Thanks for the tips. I'd never heard of Duolingo, but I'm finding it addictive! It says my French is 50% fluent (I don't think it can be yet) which suggests that it doesn't take you to a very advanced level.


----------



## TxllxT (Mar 2, 2011)

Apart from all the read-read-read aloud suggestions that I wholeheartedly support I can advise to marry a woman who speaks that other language you want to learn, even better: a woman with children. The children only know that other language and they will laugh at all your slips of the tongue (which is a great correction method). Even nicer: the children will learn you to speak slang, not the official bookish language that nobody really speaks.


----------



## Figleaf (Jun 10, 2014)

TxllxT said:


> Apart from all the read-read-read aloud suggestions that I wholeheartedly support I can advise to * marry a woman who speaks that other language you want to learn, even better: a woman with children. *The children only know that other language and they will laugh at all your slips of the tongue (which is a great correction method). Even nicer: the children will learn you to speak slang, not the official bookish language that nobody really speaks.


Brilliant! Why didn't I think of that?


----------



## musicrom (Dec 29, 2013)

I can't say for sure what the best strategy would be, but I tried learning Italian about two weeks before going to Italy, and although I didn't become anywhere near fluent, I could already come up with complete sentences and actually say/understand some stuff. (It may have helped that I already knew French pretty well, and a little bit of Spanish, and that Italian comes up a lot in music, but still...)

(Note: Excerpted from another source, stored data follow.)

PR #310, opened 2024-03-17
More explicit workbench icon

pierreporte:
I propose new icons that show what kind of part is going to be made with the workbench, instead of some “construction work” pattern. The base shape is done with FreeCAD and the SheetMetal worbench, then colored in Inkscape.


shaise:
It's a bit funny: 2 years ago or so, I changed the icon to something like you proposed, and I got rejects by the community, so I changed it back...

pierreporte:
What were the arguments? You can hardly think of sheet metal when seeing the current icon for the first time.

shaise:
Yes, I tend to agree. Specially since there is a talk to integrate this WB to core freecad.
I need to check with someone, and if he agrees, I will merge it.

MisterMakerNL:
> It's a bit funny: 2 years ago or so, I changed the icon to something like you proposed, and I got rejects by the community, so I changed it back...

Things change :)
I support this PR.

maxwxyz:
I've modified it a bit to follow https://wiki.freecad.org/Artwork_Guidelines
Hope its OK, you can use this .svg if you like.
Will redo the other icons next week to be consistent.
preferences-sheetmetal

pierreporte:
Thank you @maxwxyz for the updated icon.

obelisk79:
I like this icon

shaise:
I like it too! 
Thank you @maxwxyz and @pierreporte !
Lets make a change.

Basically, the first thing I did was learn the pronouns and some important verbs, and how to conjugate regular verbs, both in the present and past tense. This was surprisingly helpful. Besides that, I went to Youtube to watch learning Italian videos, there are a bunch of them. I think I used Duolingo (or some other app?) a little bit, which was pretty helpful. Also, there are many Sporcle quizzes which I used to help me more with important vocab.


----------



## Headphone Hermit (Jan 8, 2014)

Dim7 said:


> Don't worry too much about using the language actively (speaking, writing) unless you are at an advanced level.

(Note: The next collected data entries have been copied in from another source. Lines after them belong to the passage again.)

PR #314, opened 2024-03-21
Rename commands to coincide with Wiki pages

hasecilu:
Same as in Fasteners WB, to be able to use the `What's this?` command we need to synchronize the names.

You need to choose what names you prefer to be used.

| WB name | Wiki name |    |
|---------|-----------|----|
|Base| AddBase|  |
| MakeWall | AddWall |  |
| ExtrudeFace | Extrude |  |
| FoldWall | AddFoldWall |  |
| Unfold | Unfold | OK |
| UnfoldUnattended | UnattendedUnfold |  |
| CornerRelief | AddCornerRelief |  |
| MakeRelief | AddRelief |  | 
| MakeJunction | AddJunction |  |
| MakeBend | AddBend |  |
| SketchOnSheet | SketchOnSheet | OK | 
| FormingWall | Forming | |
| BaseShape | BaseShape | OK |

### DIFF
--- a/InitGui.py
+++ b/InitGui.py
@@ -43,7 +43,6 @@ main_smWB_Icon = os.path.join(smWB_icons_path, "SMLogo.svg")
 
 
 class SMWorkbench(Workbench):
-
     global main_smWB_Icon
     global SHEETMETALWB_VERSION
     global QtCore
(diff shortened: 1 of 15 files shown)


shaise:
The problem is, I think, If the command is a creation command, changing it might break old saved files. We need to test it.

shaise:
Ok, I did some checks. The saved files does not hold the command name, they hold the base class of the command. So it probably not hurt old files. It might hurt old macros, but I think this is not a big issue.

hasecilu:
> Ok, I did some checks. The saved files does not hold the command name, they hold the base class of the command. So it probably not hurt old files. It might hurt old macros, but I think this is not a big issue.

Yes, I proposed similar changes on Gears WB and my tests show that the objects only save the class that created them, and as long that doesn't change there is no problems.
https://github.com/looooo/freecad.gears/pull/153

hasecilu:
Now the Wiki pages are being open correctly.

shaise:
Thanks!!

Sorry, Dim7 but this flies in the face of widely-accepted practice in second language acquisition

Conversation is a key element in learning a second language - along with vocab, syntax, grammar etc etc. Mix with native speakers and talk and listen and talk and listen and talk and listen as much as you can. Take a notebook with you and jot down new words and phrases as appropriate, use books and tapes to reinforce learning and to introduce new material, but above all, speak and listen.

Next tip - think about how you learn best. I lean new vocabulary by sight - so I use flash cards with the english on one side in one colour, and the ta5rget language on the other side in a different colour. I use lots of memory games to remember, test, and reinforce my new vocab learning. But others can pick things up in different ways. I also like the grammar and syntax - so I use lots of grammar exercises too and write (and read aloud) as I do them and then mark them and give myself a pat on the back ... or set the activity aside for repetition at a later time.

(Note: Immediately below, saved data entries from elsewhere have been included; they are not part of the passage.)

PR #319, opened 2024-03-29
Some refactoring on bendsolid.

sliptonic:
Some Black() formatting.  Renamed some variables to make the code more readable.
Some minor refactoring.

Added unit test structure and a unit test for get_point_on_cylinder

### DIFF
--- a/SheetMetalBendSolid.py
+++ b/SheetMetalBendSolid.py
@@ -25,116 +25,222 @@
 
 import Part, math
 
-def getPointOnCylinder(zeroVert, poi, Radius, circent, axis, zeroVertNormal):
-    dist = zeroVert.distanceToPlane(poi, zeroVertNormal)
-    poi1 = poi.projectToPlane(zeroVert, zeroVertNormal)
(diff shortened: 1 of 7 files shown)


shaise:
Hi @sliptonic 

It looks like there are some conflicts.
I recently made quite a lot of bug fixing and algorithm changes to sheetmetal, so this might cause the conflicts.

shai

sliptonic:
Ok.  Rebased and cleaned up.  
This is mostly minor stuff.  variable naming, black(), and a unit test.  
Everything works with my test models but could use a double check.

shaise:
Ok I will take a look. I have added more functionality, this makes bend function work on refined faces as well, and bend solid automatically calculates the thickness. I should add these models as a test case.

shaise:
Ok. It looks like it works on the new test models as well.
I see that you've change the function names and some variables to ["Snake Case" ](https://pythonguides.com/python-naming-conventions/)
Is there a formal naming conversion I should follow?
shai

Finally, I wish I had learnt this earlier - watch your favourite TV programmes on You-Tube in the target language. Kids programmes, sport, films, documentaries .... whatever it is, watch and listen and you pick up lodas about intonation, pronunciation, vocab etc etc.


----------



## Dim7 (Apr 24, 2009)

Headphone Hermit said:


> Sorry, Dim7 but this flies in the face of widely-accepted practice in second language acquisition.


Well, would you say that it is important from early on to have conversations in the target language?


----------



## SiegendesLicht (Mar 4, 2012)

brotagonist said:


> Read, read, read!!!
> 
> Borrow a course from the library, or try Duolingo.


I'll second this. Also, you can try thinking in your target language. Just translate whatever is going on in your head at the moment.


----------



## SiegendesLicht (Mar 4, 2012)

TxllxT said:


> Apart from all the read-read-read aloud suggestions that I wholeheartedly support I can advise to marry a woman who speaks that other language you want to learn, even better: a woman with children. The children only know that other language and they will laugh at all your slips of the tongue (which is a great correction method). Even nicer: the children will learn you to speak slang, not the official bookish language that nobody really speaks.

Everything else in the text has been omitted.